Ce message de paix a été brouillé en France par la position d'Ankara sur le génocide arménien que la Turquie refuse toujours de reconnaître. Du coup, le Président français, François Hollande comme de nombreux chefs d'Etat dont Vladimir Poutine a boudé l'invitation de la Turquie et préféré Erevan pour rendre hommage aux centaines de milliers d'Arméniens massacrés par l'Empire ottoman à partir du 24 avril 1915. Pour la Turquie, commémorer Gallipoli permettait d'occulter le génocide arménien.
METAMAG
Commentaires
Etrange cet oubli du rôle de premier plan joué alors par le général allemand Liman von Sanders , d'autant qu'il appartenait à " la race élue " .
Les excellentes idées de Sir Winston sont à l'origine de la situation sans espoir de l'Europe .
Sir Winston , notre fossoyeur . Il en est encore parmi nous qui prennent le sinistre poivrot pour un homme d'Etat .
feu mon grand-père paternel , avait participé à cette opération , le navire qui le transportait lui et ses camarades fut torpillé , il se retrouva à la baille avec bien d,autres . .!!
revenu de la guerre en 1919 , avec blessures et médailles , il dût se battre pendant des années pour avoir droit à une petite pension suite à ses blessures .
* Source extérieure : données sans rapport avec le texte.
PR #5472, opened 2026-09-03
A worker inherits its orchestrator's environment, and follows it when it changes

cjkindel:
## The short version

A worker is only useful if it produces the same result the engine would. That requires it to agree with the engine about four things, and each one was wrong in a different way — **all four silently.**

1. **Which packages it imports.** The engine builds the heavy virtualenv and hands the worker its path as `PYTHONPATH`, before the process imports anything.
2. **Which project is open**, so it resolves files against the same workspace. It comes across in the registration reply, and is adopted before any library loads.
3. **Which workflow it is inside.** The engine lends the worker its workflow context, rather than the worker deriving one.
4. **Whether it hears about a switch.** Project switches now reach every worker, in order, before the switch reports success.

The one worth understanding is the third, because of what it cost. A worker had no workflow context, so `{workflow_dir}` couldn't resolve; the default `{outputs}` situation marks that reference optional, the failure was swallowed, and the path quietly degraded to workspace-relative. **The worker wrote real files where the engine doesn't read them**, with no error at the divergence. 100% reproducible on Windows, and invisible in every earlier check because the test workflow happened to sit at the workspace root — where the two paths coincide.

**Where to look:** `mirror_workflow_context`, and the generation ordering in `worker_manager`.

## Read this with #5390

This **replaces the `sys.path` splice introduced in [#5390](https://github.com/griptape-ai/griptape-nodes-engine/pull/5390)**, which cannot work: Python never reconsiders a module it has already imported. That PR is not a shippable state on its own; the two should be read together.

---

### Execution dependencies reach it as PYTHONPATH

A library shipping `safetensors` still hit `NameError: name 'safetensors' is not defined` from inside `huggingface_hub`, because the engine imported `huggingface_hub` at boot when `safetensors` was not yet reachable, and a package that probed for an optional dependency at import time has cached the answer.

`PYTHONPATH` is on `sys.path` before the process imports anything. That requires the directory to exist before the worker starts, so the **orchestrator** builds it: it never imports from there, and the worker receiving the directory cannot be the process that creates it. Scheduled as a background task rather than awaited, because a torch install is gigabytes and awaiting it would block engine startup; spawn waits on an event instead. Prepended rather than assigned, because a launcher-set `PYTHONPATH` is part of the environment the engine itself booted with.

### The project comes across at registration

Registration is the one moment both processes are guaranteed to exist, so the reply carries the project the orchestrator has committed and the worker adopts it **before loading a library**. Libraries resolve against the workspace and the workspace follows the project, so a worker that loaded first would resolve them against a different tree. Awaiting a reply the protocol already defines makes that ordering structural rather than a race two messages usually win.

### The workflow context is lent, not derived from

`push_workflow` has no worker-side caller, so a worker answered "there isn't one" to every workflow question.

Lending the *context* rather than any value derived from it is what stops this needing a new handoff per value: both path builtins, and whatever is added later, are answered by the adopting engine's normal code paths. An execution carrying no context **clears** the mirror, or the last workflow keeps resolving paths for the next node.

### A switch reaches every worker, in order, before it reports success

The fan-out was fire-and-forget, so the switch returned while a worker was still on the old workspace, and execution dispatched in that window wrote where nothing looks.

Waiting serially and unbounded was worse: adoption runs a full library reload, so one slow worker held the rest from even receiving the request, and `route_to_worker` argues liveness from the heartbeat — which evicts a *silent* worker and says nothing about one busy adopting. The asks run concurrently, each bounded by the startup grace.

Because a worker receives activations from two sources applied on **different event loops**, they carry the orchestrator's committed generation and only strictly newer ones are adopted, so the newest committed switch wins regardless of arrival order. The generation comes from the last activation that fully *succeeded*, because `current_project_id` is assigned before activation's fallible steps: a worker registering mid-switch could otherwise adopt a project about to be rolled back and never hear otherwise.

### Routing waits for the worker to be usable

A worker is routable the moment it registers, but registration is deliberately early — it is what carries the project across — so forwarding into that window fails node creation with "Library not found". Execution waits on a per-library event, set on **every** terminal outcome: library loaded, spawn refused, spawn died, worker evicted, no session available. Bounded by the startup grace anyway, because "every" is a claim about code that keeps changing, and a named timeout is a bug report where an unbounded wait is a mystery.

### Headless project switching

Included because it is what makes any of the above testable without a human clicking: `SetCurrentProjectRequest` and `GetCurrentProjectRequest` join the MCP tool surface.

That requires `ProjectID` at runtime so cattrs can structure it — **which also changes coercion on four payloads**: `ExportProjectRequest.destination_path` and `ImportProjectResultSuccess.project_file_path` go `str` → `Path`, and two `validation` fields go `dict` → `ProjectValidationInfo`. All four round-trip; the export path is the one to look at.

## Not closed by this

`is_variable_substitution_enabled` still answers `True` in a worker regardless of the workflow's setting. Adopting the context makes its lookup index by workflow name rather than short-circuit, but nothing populates the worker's map: the request that writes it is emitted by a generated workflow file **as it loads**, on the orchestrator. Closing it means carrying the flag on `ExecuteNodeRequest` alongside `variables`.

## Pairs with

[griptape-ai/griptape-nodes-app#218](https://github.com/griptape-ai/griptape-nodes-app/pull/218), which is the app half: it consumes the spawn environment and the registration reply, and passes the reply's `project_generation` through. Without it the worker stamps its registration-time adoption `0` and re-applies switches it already reflects.


src/griptape_nodes/app/worker_routing.py
```diff
@@ -507,6 +512,14 @@ def handle_refresh_secrets(request: RefreshSecretsRequest) -> ResultPayload:  #
             return RefreshSecretsResultFailure(result_details=details)
         return RefreshSecretsResultSuccess(result_details="Refreshed secrets from shared .env file.")
 
+    # Serializes adoptions against each other. The registration-reply adoption and a switch
+    # fan-out run as separate tasks on this loop, and without the lock an older activation can
+    # pass the staleness check, suspend at an await inside activation, and FINISH after a newer
+    # one -- leaving the worker on the older project while both replies report success. The
+    # staleness check must not be hoisted out of the lock: it reads the generation the previous
+    # holder records.
+    adoption_lock = asyncio.Lock()
```
collindutter: I get nervous anytime I see a lock. This kind of seems like we're papering over a deeper issue, can we address that?

src/griptape_nodes/retained_mode/events/app_events.py
```diff
@@ -319,17 +319,24 @@ class CurrentProjectChanged(AppPayload):
...
             same registry id resolves in both processes.
+        generation: The activation generation the id was committed at, captured in
+            the same synchronous block as the commit. The pair travels together
+            because reading the generation later (in the fan-out handler) can pair
+            an older id with a newer switch's generation, and the older project
+            then wins the workers' newest-generation-wins ordering.
     """
 
     project_id: str
+    generation: int = 0
```
collindutter: I'm guessing this is in service of https://github.com/griptape-ai/griptape-nodes-engine/pull/5472/changes#r4007770533? Also makes me nervous.. "generations" doesn't really make sense to me in the context of a project switching event.

src/griptape_nodes/retained_mode/events/project_events.py
```diff
@@ -24,7 +24,14 @@
...
     # Circular import: project_events -> project_manager -> file.py -> os_events -> project_events
-    from griptape_nodes.retained_mode.managers.project_manager import ProjectID, ProjectInfo
+    from griptape_nodes.retained_mode.managers.project_manager import ProjectInfo
+
+# The opaque id a project is keyed by. Defined HERE, on the events side, because payloads
+# annotate with it and pydantic must resolve the name at runtime -- a TYPE_CHECKING import
+# leaves TypeAdapter(SetCurrentProjectRequest) unresolvable, which broke every consumer that
+# validates payloads generically (the MCP server). ProjectManager imports it from here, which
+# is the dependency direction that cannot cycle: events are the leaf.
+ProjectID = str
```
collindutter: Can you please explain this one to me? I'm not following the comment..

src/griptape_nodes/servers/mcp.py
```diff
@@ -96,6 +101,11 @@
 from griptape_nodes.retained_mode.managers.secrets_manager import SecretsManager
 
 SUPPORTED_REQUEST_EVENTS: dict[str, type[RequestPayload]] = {
+    # Projects. Exposed so a headless client (agents, the e2e harnesses) can drive a switch and
+    # then assert the live state rather than infer it.
+    "SetCurrentProjectRequest": SetCurrentProjectRequest,
+    "GetCurrentProjectRequest": GetCurrentProjectRequest,
+    "LoadProjectTemplateRequest": LoadProjectTemplateRequest,
```
collindutter: Feels a bit out of scope for this PR but won't fight it strongly

src/griptape_nodes/servers/mcp.py
```diff
@@ -96,6 +101,11 @@
 from griptape_nodes.retained_mode.managers.secrets_manager import SecretsManager
 
 SUPPORTED_REQUEST_EVENTS: dict[str, type[RequestPayload]] = {
+    # Projects. Exposed so a headless client (agents, the e2e harnesses) can drive a switch and
+    # then assert the live state rather than infer it.
```
collindutter: > Exposed so a headless client (agents, the e2e harnesses) can drive a switch and then assert the live state rather than infer it.

Don't feel that this adds anything to the code. Would suggest dropping.

src/griptape_nodes/retained_mode/managers/worker_manager.py
```diff
@@ -825,18 +899,77 @@ async def _on_secret_changed(self, _event: SecretChanged) -> None:
...
+                    timeout=self.heartbeat_startup_grace_s,
+                )
+            except TimeoutError:
+                return f"{worker_engine_id}: no reply within {self.heartbeat_startup_grace_s:g} seconds"
+            except Exception as e:
+                return f"{worker_engine_id}: {type(e).__name__}: {e}"
+            # endswith rather than a substring test: every result payload ends in ResultSuccess or
+            # ResultFailure, and a substring match would read any type merely CONTAINING "Success"
+            # as one. The result may also be absent or not a dict, in which case the raw reply is
+            # the most informative thing to report.
```
collindutter: llm yap

src/griptape_nodes/retained_mode/managers/worker_manager.py
```diff
@@ -230,8 +232,27 @@ async def handle_register_worker_request(
...
+        # leave the worker's library load and the push ordered by chance.
+        # None on the wire for system defaults, so the worker needs no sentinel knowledge: a
+        # fresh worker IS on system defaults, and both processes derive that workspace from the
+        # same config files, the same CWD, and the same inherited environment.
+        # The COMMITTED pair, not the live id: `_current_project_id` is assigned before
+        # activation's fallible steps, so a registration handled mid-switch could otherwise name
+        # a project about to be rolled back. The generation lets the worker order this reply
+        # against a switch fan-out delivered concurrently -- newest committed activation wins,
+        # regardless of which message arrives first.
+        current_project_id, project_generation = self.engine.project_manager.committed_project()
```
collindutter: llm yap

src/griptape_nodes/retained_mode/managers/project_manager.py
```diff
@@ -3350,8 +3382,65 @@ async def ensure_project_loaded(self, project_id: ProjectID) -> bool:
...
+        switch fan-out. Ordering by generation is what makes the outcome deterministic: the
+        newest committed switch wins regardless of arrival order, and a stale one is skipped
+        before it can touch config layers. The generation is recorded separately, via
+        `record_adopted_generation` AFTER the activation succeeds, so a failed adoption does not
+        consume its generation and block a retry of the same switch. The flip side is accepted:
+        a FAILED newer adoption does not make an older in-flight one stale, so the worker can
+        land on the older project -- the orchestrator's loud log of the failed one is the signal
+        for that case.
+        """
+        if generation <= self._last_adopted_generation:
```
collindutter, line 3422: Same thread as my other comments on generations. 

> A worker receives activations from two racing sources

Can we re-architect things so that this is not the case?

collindutter (changes requested):
Not a complete review, just some initial thoughts. Added a couple "llm yap"s to specific areas but would appreciate a full pass.

Now that I'm at the end of the stack, I think my biggest fear with these changes is that it seems to introduce a ton of worker-specific special casing. IIRC the idea behind making workers "just" an engine was to minimize this. If this not a realistic option, are we sure this is the right architecture?

Happy to discuss offline as would be helpful.

src/griptape_nodes/retained_mode/events/app_events.py
cjkindel: removed need for generations here

src/griptape_nodes/retained_mode/managers/project_manager.py
cjkindel: done

src/griptape_nodes/retained_mode/events/project_events.py
cjkindel: Overzealous comment trying to describe why we need to have ProjectID typed here b/c pydantic needs the shape/name at runtime.

src/griptape_nodes/app/worker_routing.py
cjkindel: Adopting a project is 2-part (yeah...) with ActivateProjectRequest being a SkipTheLineMixen variety with some weirdness. Created https://github.com/griptape-ai/internal/issues/266 to track this separately.

collindutter: > with ActivateProjectRequest being a SkipTheLineMixen variety

I'm not actually sure SkipTheLineMixen is doing anything meaningful these days. Would dropping it simplify things?

cjkindel: No, not a golden bullet, shouldn't have mentioned it

src/griptape_nodes/app/worker_routing.py
```diff
@@ -166,6 +167,10 @@ class ActivateProjectRequest(RequestPayload, SkipTheLineMixin):
     """
 
     project_id: str
+    # Generation of the orchestrator's committed activation. The worker adopts strictly increasing
+    # generations only, so two activations that overlap resolve to the newer one regardless of the
+    # order they arrive or finish in.
+    generation: int = 0
```
collindutter, line 173: Stray generation?

src/griptape_nodes/app/worker_routing.py
```diff
@@ -479,15 +484,22 @@ def register_broadcast_handlers(
...
     actual work is delegated to the corresponding manager so domain logic stays
     in the manager and routing decisions stay here.
+
+    Returns:
+        An event set once this worker has settled an activation from the orchestrator, whether by
+        adopting it or by finding it already stale. A worker must not load libraries before that:
+        libraries resolve against the workspace a project decides, and the orchestrator sends the
+        activation rather than answering registration with it, so nothing else orders the two.
     """
+    project_activation_settled = asyncio.Event()
```
collindutter: This this project specific or can we just have a `worker_settled` that any system can use?

src/griptape_nodes/app/worker_routing.py
```diff
@@ -507,6 +519,14 @@ def handle_refresh_secrets(request: RefreshSecretsRequest) -> ResultPayload:  #
             return RefreshSecretsResultFailure(result_details=details)
         return RefreshSecretsResultSuccess(result_details="Refreshed secrets from shared .env file.")
 
+    # Serializes adoptions against each other. Activation awaits internally, so two that arrive
+    # close together each run as their own task and interleave: the older can pass the staleness
+    # check, suspend, and FINISH after the newer, leaving the worker on the older project while
+    # both replies report success. One sender does not fix this -- overlap is a property of the
+    # await, not of who sent it. The staleness check must not be hoisted out of the lock: it reads
+    # the generation the previous holder records.
+    adoption_lock = asyncio.Lock()
```
collindutter, line 489: scary lock. Can you explain why we need this? Feels like we're patching over race conditions instead of designing around them.

src/griptape_nodes/retained_mode/managers/library_manager.py
```diff
@@ -817,6 +834,103 @@ def is_worker(self) -> bool:
         """
         return self._is_worker
 
+    async def wait_for_execution_env(self, library_name: str) -> None:
+        """Block until this library's execution environment has finished building, if one is.
+
+        The orchestrator builds `.venv-exec` as a background task so a torch install does not hold
+        up engine startup. A worker needs that directory to exist BEFORE it starts, because it is
```
collindutter: > The orchestrator builds `.venv-exec` as a background task so a torch install does not hold up engine startup.

Personally I'd prefer that we _did_ hold things up and avoid this awkward coordination. We can always be more intelligent about not installing every time.

src/griptape_nodes/retained_mode/managers/library_manager.py
```diff
@@ -817,6 +834,103 @@ def is_worker(self) -> bool:
...
+        # with no diagnosis. A named timeout is a bug report; an unbounded wait is a mystery.
+        try:
+            with anyio.fail_after(wait_seconds):
+                await library_info.worker_ready.wait()
+        except TimeoutError:
+            msg = (
+                f"Attempted to run a node from library '{library_name}'. Failed because its worker "
+                f"process did not finish loading the library within {wait_seconds:.0f} seconds."
+            )
+            raise RuntimeError(msg) from None
```
collindutter: This feels like the worker abstraction leaking through to the library manager. The library manager should just be able to say "gimme a worker and run this library on it" and all the nastiness should be encapsulated in the WM.

src/griptape_nodes/retained_mode/managers/library_manager.py
```diff
@@ -981,6 +1068,13 @@ def on_worker_evicted(self, worker_engine_id: str, library_name: str | None) ->
                 "the worker process that runs it stopped responding and was shut down."
             )
 
+        # Outside the WORKER_PENDING branch below on purpose: an exec-dependencies library is
+        # LOADED, so that branch never fires for exactly the libraries whose execution just died.
+        # Eviction is terminal -- nothing respawns the worker -- so an unreleased waiter waits
+        # forever.
+        if library_info.worker_ready is not None:
+            library_info.worker_ready.set()
```
collindutter: Can we make this signal more worker agnostic? The engine is ready? The library is fully loaded?

src/griptape_nodes/retained_mode/managers/library_manager.py
```diff
@@ -7508,12 +7596,127 @@ def _this_process_owns_the_edit_venv(self, library_file_path: str) -> bool:
...
+
+        A failure costs execution and nothing else: the library keeps its real node classes on the
+        orchestrator and stays editable, and the reason is recorded so the refusal can say why.
+
+        `ready_event` is THIS build's event, passed in rather than read off library_info: by the
+        time a superseded build is cancelled, library_info already points at its replacement's
+        event, and setting that one would release spawns before the replacement finished.
+        """
+        try:
+            library_name = library_info.library_name or "unknown"
```
collindutter: `or "unknown"` this seems like it would cause all sorts of issues if it actually happened.

src/griptape_nodes/retained_mode/managers/library_manager.py
```diff
@@ -7508,12 +7596,127 @@ def _this_process_owns_the_edit_venv(self, library_file_path: str) -> bool:
             return False
         return library_info.requires_worker
 
+    async def _replace_execution_env_build(
```
collindutter: Is this unique to exec dependencies? Why don't we need to do this for editing ones?

collindutter: Something about the library manager needing to be aware of workspace switching quirks feels wrong to me. Don't have an immediate suggestion in mind but this feels like abstractions not properly holding.

src/griptape_nodes/retained_mode/managers/project_manager.py
```diff
@@ -678,6 +682,15 @@ def __init__(
         # is selected. Any code path that previously cleared this to None now routes
         # back to system defaults via SetCurrentProjectRequest's default value.
         self._current_project_id: ProjectID = SYSTEM_DEFAULTS_KEY
+        # The last activation that fully SUCCEEDED. `_current_project_id` is assigned before
+        # activation's fallible steps, so reading it mid-switch can observe a project about to be
+        # rolled back, and a worker registering in that window would adopt an abandoned one.
+        # Registration replies and switch fan-outs carry this pair instead.
+        self._committed_project_id: ProjectID = SYSTEM_DEFAULTS_KEY
+        self._project_generation: int = 0
```
collindutter, line 695: I thought we got rid of this?

collindutter (commented):
Usual llm yap trim request too

src/griptape_nodes/app/worker_routing.py
cjkindel: https://github.com/griptape-ai/internal/issues/266 is going to address the generation/lock problem in totality post stack

collindutter: Ok, can you please TODO at the source of the generation code?

src/griptape_nodes/retained_mode/managers/library_manager.py
cjkindel: I don't either but do ack the crossover.

cjkindel:
@griptapeops re-review

cjkindel:
@griptapeops re-review

collindutter (approved):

je salue ici sa mémoire , ainsi que celles de ses camarades tombés à Gallipoli. .!!
salutations.
Hommage à votre grand-père et à ses compagnons d'armes
A Parvus : nous avons un point commun (avec beaucoup d’autres Français) : mon grand-père est mort aux Dardanelles le 1er juillet 1915. Il partit pour les Dardanelles le 24 décembre 1914, fit une halte à Tunis le 31 décembre et arriva aux Dardanelles en mars-avril 1915. Il y fut gazé en juin car les Allemands, sous les ordres de Fritz Haber envoyèrent les gaz asphyxiants. Grièvement blessé, il mourut sur le transporteur Tchad ; mais le nombre de morts étant trop élevé, le commandant du Tchad fit jeter les cadavres dans la Méditerranée (aujourd’hui, c’est très courant, banal) ! Et ma grand-mère ne vit jamais son corps. On lui remit des médailles (on les épingla sur la poitrine de ma mère, âgée de 8 ans), mais ma grand-mère ne reçut jamais de pension. Cette opération fut un désastre et en août 1916 une commission d’enquête s’ouvrit à Londres pour en déterminer les causes. Churchill qui avait décidé cette opération, y comparut. Mais par chance, Lord Kitchener avait été tué en juin 1916 par un mine, et la responsabilité du désastre lui fut attribuée à si bien que Churchill échappa à toute condamnation.